(Saved data entries)
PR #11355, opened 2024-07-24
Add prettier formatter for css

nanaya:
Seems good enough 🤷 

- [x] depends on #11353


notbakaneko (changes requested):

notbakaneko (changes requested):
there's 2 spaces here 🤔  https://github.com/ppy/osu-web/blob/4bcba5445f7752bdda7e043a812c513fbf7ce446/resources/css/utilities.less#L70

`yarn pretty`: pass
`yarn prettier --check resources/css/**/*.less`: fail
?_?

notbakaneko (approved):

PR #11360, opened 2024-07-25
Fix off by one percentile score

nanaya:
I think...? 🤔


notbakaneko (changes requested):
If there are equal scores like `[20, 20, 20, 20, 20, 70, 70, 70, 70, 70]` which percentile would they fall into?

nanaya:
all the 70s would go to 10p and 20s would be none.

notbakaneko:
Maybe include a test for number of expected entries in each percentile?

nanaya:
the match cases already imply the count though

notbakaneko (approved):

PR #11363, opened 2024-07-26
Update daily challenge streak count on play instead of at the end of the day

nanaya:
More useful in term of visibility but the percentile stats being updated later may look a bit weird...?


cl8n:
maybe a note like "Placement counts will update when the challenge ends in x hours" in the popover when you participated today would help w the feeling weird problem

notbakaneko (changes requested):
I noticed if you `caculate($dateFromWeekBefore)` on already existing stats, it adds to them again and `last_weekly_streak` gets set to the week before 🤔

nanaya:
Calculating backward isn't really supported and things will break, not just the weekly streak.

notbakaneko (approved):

**TASK TO CARRY OUT**: All of the data above must be repeated exactly.

**RESULT OF THIS TASK**:
PR #11355, opened 2024-07-24
Add prettier formatter for css

nanaya:
Seems good enough 🤷 

- [x] depends on #11353


notbakaneko (changes requested):

notbakaneko (changes requested):
there's 2 spaces here 🤔  https://github.com/ppy/osu-web/blob/4bcba5445f7752bdda7e043a812c513fbf7ce446/resources/css/utilities.less#L70

`yarn pretty`: pass
`yarn prettier --check resources/css/**/*.less`: fail
?_?

notbakaneko (approved):

PR #11360, opened 2024-07-25
Fix off by one percentile score

nanaya:
I think...? 🤔


notbakaneko (changes requested):
If there are equal scores like `[20, 20, 20, 20, 20, 70, 70, 70, 70, 70]` which percentile would they fall into?

nanaya:
all the 70s would go to 10p and 20s would be none.

notbakaneko:
Maybe include a test for number of expected entries in each percentile?

nanaya:
the match cases already imply the count though

notbakaneko (approved):

PR #11363, opened 2024-07-26
Update daily challenge streak count on play instead of at the end of the day

nanaya:
More useful in term of visibility but the percentile stats being updated later may look a bit weird...?


cl8n:
maybe a note like "Placement counts will update when the challenge ends in x hours" in the popover when you participated today would help w the feeling weird problem

notbakaneko (changes requested):
I noticed if you `caculate($dateFromWeekBefore)` on already existing stats, it adds to them again and `last_weekly_streak` gets set to the week before 🤔

nanaya:
Calculating backward isn't really supported and things will break, not just the weekly streak.

notbakaneko (approved):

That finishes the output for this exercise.